BUANAINDONESIA.CO.ID, GARUT – Bupati Garut H Rudy Gunawan Mendelegasikan Wakil Bupati Garut H Helmi Budiman untuk meminta Klarifikasi kepada Kementerian Pendidikan dan Kebudayaan terkait adanya informasi larangan Kepala Daerah mengeluarkan Surat Pengangkatan kepada Guru.

Advertisement

” Saat ini Wakil Bupati bersama KOMISI D DPRD Garut menuju Kemendikbud untuk meminta Klarifikasi terkait larangan Kepala Daerah Mengeluarkan Surat Pengangkatan Guru”, Kata Rudy Gunawan, Selasa 25 Desember 2018.

Tambah Rudy Gunawan, kesiapan Dinas Pendidikan kabupaten Garut untuk mengeluarkan SK Penugasan sudah siap 100 Persen Disdik mengeluarkan, meskipun ada sebagian Kepala Sekolah yang memasukan Guru honorer setelah Tahun 2005.

” Bahkan saat para Camat melakukan Verifikasi ada Guru honorer yang baru 4 atau 5 hari,padahal Pemkab akan memasukan ke data base itu Guru yang telah mendapatkan SK nya sebelum 2005 untuk seleksi Pegawai Pemerintah Perjanjian Kerja ( PPPK ), serta yang lulus sarjana nya di bawah Tahun 2013″, jelas Rudy Gunawan.

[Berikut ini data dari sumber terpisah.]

PR #2648, opened 2024-05-13
[WIP] tcache management optimization

nullptr0-0:
This change introduces an optional setting `opt_tcache_gc_interval_us` that could lower GC frequency by requiring a time interval between two GCs.

### DIFF
--- a/src/arena.c
+++ b/src/arena.c
@@ -1047,14 +1047,16 @@ arena_bin_choose(tsdn_t *tsdn, arena_t *arena, szind_t binind,
 
 void
 arena_cache_bin_fill_small(tsdn_t *tsdn, arena_t *arena,
-    cache_bin_t *cache_bin, szind_t binind, const cache_bin_sz_t nfill) {
+    cache_bin_t *cache_bin, szind_t binind, const cache_bin_sz_t nfill_min,
+    const cache_bin_sz_t nfill_max) {
 	assert(cache_bin_ncached_get_local(cache_bin) == 0);
-	assert(nfill != 0);
+	assert(nfill_min > 0 && nfill_min <= nfill_max);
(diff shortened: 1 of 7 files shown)


src/arena.c
```diff
@@ -1040,14 +1040,16 @@ arena_bin_choose(tsdn_t *tsdn, arena_t *arena, szind_t binind,
...
 	assert(cache_bin_ncached_get_local(cache_bin) == 0);
-	assert(nfill != 0);
+	assert(nfill_min > 0 && nfill_min <= nfill_max);
+	assert(nfill_max <= cache_bin_ncached_max_get(cache_bin));
 
 	const bin_info_t *bin_info = &bin_infos[binind];
 
-	CACHE_BIN_PTR_ARRAY_DECLARE(ptrs, nfill);
-	cache_bin_init_ptr_array_for_fill(cache_bin, &ptrs, nfill);
+	CACHE_BIN_PTR_ARRAY_DECLARE(ptrs, nfill_max);
```
nullptr0-0, line 1051: When we increase the ncached_max, this array might be subject to overflow? Shall we hard limit the batch fill size?

test/unit/arena_decay.sh
```diff
@@ -1,3 +1,3 @@
 #!/bin/sh
 
-export MALLOC_CONF="dirty_decay_ms:1000,muzzy_decay_ms:1000,tcache_max:1024"
+export MALLOC_CONF="dirty_decay_ms:1000,muzzy_decay_ms:1000,tcache_max:1024,tcache_gc_incr_bytes:939524096"
```
nullptr0-0, line 3: the arena_decay test is overriding nstime_update which affects the GC timer, disable GC for this test.

PR #2652, opened 2024-05-31
Export hugepage size with `arenas.hugepage`

ilvokhin:
Hugepages mighe be used for Metadata or Hugepages Aware Allocator, but 
currently there is no way to get from jemalloc what hugepage size is used.

Export hugepage size in the same way page size is exported.


guangli-dai:
Since HUGEPAGE is defined at compile time, it sounds more reasonable to expose it as `config.hugepage`? But surprised to see we have page size exposed as `arenas.page`, making `arenas.hugepage` also fine to me. @interwq Which one do you prefer?

interwq:
@guangli-dai yeah since we already have `arenas.page`, the current one looks fine.

PR #2654, opened 2024-06-05
`throw()` -> `noexcept`

r-barnes:
`throw()` is eliminated in C++17. `noexcept`, available since C++11, should be used instead.


interwq:
Merged as #2656.

PR #2658, opened 2024-06-07
Respect `hpa_min_purge_interval_ms` option 

ilvokhin:
Currently, hugepages aware allocator backend works together with classic one as a fallback for not yet supported allocations. When background threads are enabled wake up time for classic interfere with hpa as there were no checks inside hpa purging logic to check if we are not purging too frequently. If background thread is running and `hpa_should_purge` returns true, then we will purge, even if we purged less than hpa_min_purge_interval_ms ago.

Change in `hpa_min_purge_interval_ms` handling logic is not backward compatible as it might increase memory usage. This logic change guarded by
newly introduced `hpa_strict_min_purge_interval` option.

When `hpa_strict_min_purge_interval` is true, we will purge no more than `hpa_min_purge_interval_ms`. When `hpa_strict_min_purge_interval` is
false, old purging logic behaviour is preserved.

Long term strategy migrate all users of hpa to new logic and then delete `hpa_strict_min_purge_interval` option.

### DIFF
--- a/src/hpa.c
+++ b/src/hpa.c
@@ -382,10 +382,12 @@ hpa_try_purge(tsdn_t *tsdn, hpa_shard_t *shard) {
 	 * Make sure we respect purge interval setting and don't purge
 	 * too frequently.
 	 */
-	uint64_t since_last_purge_ms = shard->central->hooks.ms_since(
-	    &shard->last_purge);
-	if (since_last_purge_ms < shard->opts.min_purge_interval_ms) {
-	     return false;
+	if (shard->opts.strict_min_purge_interval) {
+		uint64_t since_last_purge_ms = shard->central->hooks.ms_since(
+		    &shard->last_purge);
+		if (since_last_purge_ms < shard->opts.min_purge_interval_ms) {
+		     return false;
+		}
 	}
 
 	hpdata_t *to_purge = psset_pick_purge(&shard->psset);
--- a/src/hpa.c
+++ b/src/hpa.c
@@ -378,6 +378,16 @@ static bool
 hpa_try_purge(tsdn_t *tsdn, hpa_shard_t *shard) {
 	malloc_mutex_assert_owner(tsdn, &shard->mtx);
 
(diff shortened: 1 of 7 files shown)


src/hpa.c
```diff
@@ -378,6 +378,18 @@ static bool
 hpa_try_purge(tsdn_t *tsdn, hpa_shard_t *shard) {
 	malloc_mutex_assert_owner(tsdn, &shard->mtx);
 
+	/*
+	 * Make sure we respect purge interval setting and don't purge
```
interwq, line 382: @ilvokhin to double check, it looks before this PR, the min interval is used to determine the next bg thd wakeup here:
https://github.com/jemalloc/jemalloc/blob/90c627edb70e081e1298b79010478d2f804467f1/src/hpa.c#L943

but we can still wake up early once we reach the early wakeup threshold (that is 4M)?

ilvokhin: Yes, this is matches my understanding as well. In addition, we might wake up early due to dirty_decay_ms even without early wakeup logic on the classic side.

In other words, we will still wake up background thread at whatever times current logic say us to wake up, but we will not purge anything, because of this condition.

interwq: > we will still wake up background thread at whatever times current logic say us to wake up, but we will not purge anything

In that case, the bg thds waking up will only purge the PAC side of things, is that right? Because otherwise we might as well just enforce the next wake up, instead of still letting it wake up and then skip.

guangli-dai:
LGTM! The PR seems completed instead of a draft PR, is it ready for merging?

interwq:
LGTM too. @ilvokhin feel free to undraft it and I'll merge.

src/hpa.c
ilvokhin: > In that case, the bg thds waking up will only purge the PAC side of things, is that right?

Yes, exactly. We'll still purge PAC side.

interwq (approved):

PR #2659, opened 2024-06-10
Change macOS mmap tag to fix conflict with CoreMedia

kdrag0n:
Tag 101 is assigned to "CoreMedia Capture Data", which makes for confusing output when debugging.

To avoid conflicts, use a tag in the reserved application-specific range from 240–255 (inclusive).

All assigned tags: https://github.com/apple-oss-distributions/xnu/blob/94d3b452840153a99b38a3a9659680b2a006908e/osfmk/mach/vm_statistics.h#L773-L775

### DIFF
--- a/src/pages.c
+++ b/src/pages.c
@@ -17,7 +17,7 @@
 #include <sys/bitops.h>	/* ilog2 */
 #endif
 #ifdef JEMALLOC_HAVE_VM_MAKE_TAG
-#define PAGES_FD_TAG VM_MAKE_TAG(101U)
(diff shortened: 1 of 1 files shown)


guangli-dai:
Thanks for the patch. It looks reasonable to me. This PR shouldn't affect windows so the CI failure looks like non-relevant. @interwq Can you help trigger them again just to double check? 

As for compatibility, I don't know any other systems like mac that use VM tags and have such a convention so I think the patch is safe to be merged.

guangli-dai (approved):

interwq:
cc: @devnexen for the tag value change

PR #2663, opened 2024-06-19
A couple of simplifications in tcache.c .

deadalnix:
Adjusting the low water mark in tcache_event is not necessary as tcache_gc_{small,large} already do it and other code path do not change the low water mark anyways.

The computation for lg_fill_div in tcache_gc_small was unnecessarily complex.


deadalnix:
Sorry, the water mark adjustment is obviously necessary...

PR #2669, opened 2024-07-01
Fix NSTIME_MONOTONIC flag for win32 implementation.

burtonli:
the GetSystemTimeAsFileTime API in Win32 does not guarantee monotonic time. This time can be adjusted by the system clock, meaning it can move forward or backward due to time synchronization, daylight saving time adjustments, or manual changes.
So we should claim NSTIME_MONOTONIC as false, otherwise it causes crash at arena_maybe_decay() function in arena.c.

image

### DIFF
--- a/src/nstime.c
+++ b/src/nstime.c
@@ -172,7 +172,7 @@ nstime_ns_since(const nstime_t *past) {
 }
 
 #ifdef _WIN32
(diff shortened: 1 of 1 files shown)


interwq:
Thanks for the fix!

PR #96, opened 2020-11-02
ec2: loop over all regions during cleanup

asmorodskyi:
Before this patch EC2 was doing cleanup only in single region.
Now we looping over all available regions

### DIFF
--- a/ocw/lib/EC2.py
+++ b/ocw/lib/EC2.py
@@ -13,6 +13,12 @@ logger = logging.getLogger(__name__)
 
 class EC2(Provider):
     __instances = dict()
+    default_region = 'eu-central-1'
+
+    def __init__(self, namespace: str):
+        super().__init__(namespace)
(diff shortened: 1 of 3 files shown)


jlausuch (approved):
LGTM

ocw/lib/EC2.py
```diff
@@ -13,6 +13,12 @@
 
 class EC2(Provider):
     __instances = dict()
+    default_region = 'eu-central-1'
+
+    def __init__(self, namespace: str):
```
cfconrad, line 18: Hm I'm not sure anymore why I didn't used a `__init__()` function here. But I gues it has something to do with that singleton approach.
Why you don't put this also into the `__new__`?

cfconrad (approved):
LGTM
Not sure with that `__init__` but If you checked it twice, fine for me.

PR #98, opened 2020-11-08
cleanup: take providers from cleanup.namespace.

asmorodskyi:
Before this patch we were taking providers from vault.namespace.<namespace_name>.
This patch changing this to logically expected cleanup.namespace.<namespace_name>


asmorodskyi:
Was verbally agreed with @cfconrad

Sebenarnya lanjut Bupati Garut, kegaduhan yang terjadi kemarin diakibatkan adanya Peraturan BOS di Permendikbud No.8 Tahun 2017 dan Permendikbud No.1 Tahun 2018 dimana Guru honorer yang layak mendapatkan honor dari Bos harus memiliki SK Penugasan Kepala Daerah.

” Oleh karena itu Kami melayangkan Surat melalui Wakil Bupati dan DPRD, apabila larangan mengeluarkan SK itu tidak bisa diubah, permendikbud itu saja yang diubah supaya tidak membuat resah di daerah”, pinta Bupati Garut.

Menurut keterangan sementara dari Kemendikbud ujarnya, alasan pemerintah daerah melarang mengeluarkan SK karena secara bertahap Kementerian telah mengalokasikan kebutuhan guru melalui CPNS.

” Kenapa Garut hanya mendapatkann 230, Karena menurut Kemendikbud kebutuhan Garut segitu, ini membuat Bupati pusing juga”, ujarnya.

Sebagai solusi dari Kementerian sambung Rudy Gunawan, Pemerintah akan membuka kran bagi Guru honorer melalui PPPK yang Peraturan Pemerintahnya akan segera diterbitkan.

” Sementara untuk Garut Tahun ini akan mengajukan 1000 untuk PPPK sesuai kesiapan ABPD, terdiri dari Guru Honorer dan umum, selanjutnya akan bertahap sesuai dengan adanya Guru yang pensiun”, pungkas Rudy Gunawan.